**The data:**
PR #456, opened 2020-12-01
Replace use of tempfile.mktemp with tempfile.NamedTemporaryFile 

### LINKED ISSUE #398: Use of tempfile.mktemp is deprecated and poses a security risk
Replaced the unsafe call
https://github.com/enthought/enable/blob/6cf525cbeefdf34dc6eac5e54d7a73f755ea79b1/examples/kiva/compiled_path.py#L36

with

```python
with tempfile.NamedTemporaryFile(suffix='.jpg', delete=False) as fid:
    file_path = fid.name
```

aaronayres35:
fixes #398 

This PR replaces all uses of `tempfile.mktemp` as it is deprecated and unsafe.

### DIFF
--- a/examples/kiva/compiled_path.py
+++ b/examples/kiva/compiled_path.py
@@ -33,20 +33,17 @@ def compiled_path():
     gc.set_stroke_color((0, 0, 1, 1))
     gc.draw_path_at_points(locs, path, STROKE)
 
-    with tempfile.NamedTemporaryFile(suffix='.jpg', delete=False) as fid:
-        file_path = fid.name
-
-    gc.save(file_path)
-
-    return file_path
+    with tempfile.NamedTemporaryFile(suffix='.jpg') as fid:
+        gc.save(fid.name)
+        image = Image.from_file(fid.name, resist_width='weak',
+                                resist_height='weak')
+    return image
 
 
 class Demo(DemoFrame):
 
     def _create_component(self):
-        file_path = compiled_path()
-        image = Image.from_file(file_path, resist_width='weak',
-                                resist_height='weak')
+        image = compiled_path()
 
         container = ConstraintsContainer(bounds=[500, 500])
         container.add(image)
--- a/examples/kiva/compiled_path.py
+++ b/examples/kiva/compiled_path.py
@@ -33,7 +33,8 @@ def compiled_path():
     gc.set_stroke_color((0, 0, 1, 1))
     gc.draw_path_at_points(locs, path, STROKE)
 
-    file_path = tempfile.mktemp(suffix='.jpg')
+    with tempfile.NamedTemporaryFile(suffix='.jpg', delete=False) as fid:
+        file_path = fid.name
 
     gc.save(file_path)
 
--- a/examples/kiva/dash.py
+++ b/examples/kiva/dash.py
@@ -34,20 +34,19 @@ def dash(sz=(1000, 1000)):
     gc.close_path()
     gc.draw_path()
     t2 = perf_counter()
-    with tempfile.NamedTemporaryFile(suffix='.bmp', delete=False) as fid:
-        file_path = fid.name
-    gc.save(file_path)
+    with tempfile.NamedTemporaryFile(suffix='.bmp') as fid:
+        gc.save(fid.name)
+        image = Image.from_file(fid.name, resist_width='weak',
+                                resist_height='weak')
     tot_time = t2 - t1
     print('time:', tot_time)
-    return file_path
+    return image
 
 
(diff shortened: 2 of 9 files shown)


examples/kiva/compiled_path.py
```diff
@@ -33,7 +33,8 @@ def compiled_path():
     gc.set_stroke_color((0, 0, 1, 1))
     gc.draw_path_at_points(locs, path, STROKE)
 
-    file_path = tempfile.mktemp(suffix='.jpg')
+    with tempfile.NamedTemporaryFile(suffix='.jpg', delete=False) as fid:
+        file_path = fid.name
```
jwiggins, line 37: This won't work. The file is destroyed after the context goes away. You'll instead need to move the `with` block into `Demo._create_component` so that the file can exist during both the call to `compiled_path` and `Image.from_file`.

examples/kiva/dash.py
```diff
@@ -34,7 +34,8 @@ def dash(sz=(1000, 1000)):
     gc.close_path()
     gc.draw_path()
     t2 = perf_counter()
-    file_path = tempfile.mktemp(suffix='.bmp')
+    with tempfile.NamedTemporaryFile(suffix='.bmp', delete=False) as fid:
+        file_path = fid.name
```
jwiggins, line 38: Same here. There's no reason to use a context manager if you're not treating the file as something which is actually temporary.

jwiggins (commented):
All of these changes seem to ignore the "temporary" part of `NamedTemporaryFile`

examples/kiva/compiled_path.py
aaronayres35: That makes sense.
This would require changing the signature of `compiled_path` correct? Otherwise, if the context manager is in `Demo._create_component`, `compiled_path` would not have access to `fid`/`file_path`.

Also as a tangential question, it seems that rather than using `NamedTemporaryFile` in a context manager, we could use `tempfile.mkstemp` instead, without a context manager?  Also, I see that `Image.from_file` calls `PIL.Image.open(filename)`, but I'm not understanding when the file is intended to be closed/stop existing.  Ref: https://pillow.readthedocs.io/en/stable/reference/open_files.html#image-lifecycle

jwiggins: That's a good question. Looking into `Image.from_file`: https://github.com/enthought/enable/blob/582fb46b624ec6372ffe5e23b3b2d53d582b056e/enable/primitives/image.py#L37-L42

We see that the image is immediately converted to a numpy array. It should be safe to destroy the file after `Image.from_file` returns.

The end state we want to get here is to undo the usage of `tempfile.mktemp` and have examples that don't leave temporary files lying around after they exit. That should be possible by creating files long enough to write an image into them and read the data back. It looks like the same pattern is followed for every one of these examples. You might instead create the `Image` instance in the drawing functions which need the temporary file and then all the file handling can just be in one place.

Something like:
```python
def drawer():
    # ...
    with tempfile.NamedTemporaryFile(suffix='.bmp') as fid:
        gc.save(fid.name)
        image = Image.from_file(fid.name, resist_width='weak',
                                resist_height='weak')
    return image
```

examples/kiva/simple2.py
```diff
@@ -16,7 +16,8 @@ def simple():
     # directly manipulate the underlying Numeric array.
```
jwiggins, line 16: ^ There's still a lingering `tempfile.mktemp` call on line 14. (don't ask me why it's written that way)

examples/kiva/simple2.py
```diff
@@ -11,22 +11,23 @@ def simple():
     gc.set_fill_color((0, 0, 0))
     gc.rect(99, 100, 300, 300)
     gc.draw_path()
-    gc.save(tempfile.mktemp(suffix=".bmp"))
+
+    with tempfile.NamedTemporaryFile(suffix='.bmp') as fid:
+        gc.save(fid.name)
```
jwiggins, line 16: I'm a little curious if this is necessary at all or just left over from debugging/experimentation. Perhaps it's needed for a  side effect on the `bmp_array` attribute?

jwiggins (approved):
Thanks for the updates

examples/kiva/simple2.py
aaronayres35: I'm not seeing anything supporting why it would be needed, and the example seems to run the same with or without it

jwiggins: If the behavior is unchanged without it, I would remove it. It's not useful to have noise like this in example code.

jwiggins (approved):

**Problem description:**
What is the number of lines in the data that hold the word "enthought"? Reply with that number and nothing else.

**Exercise solution:**
2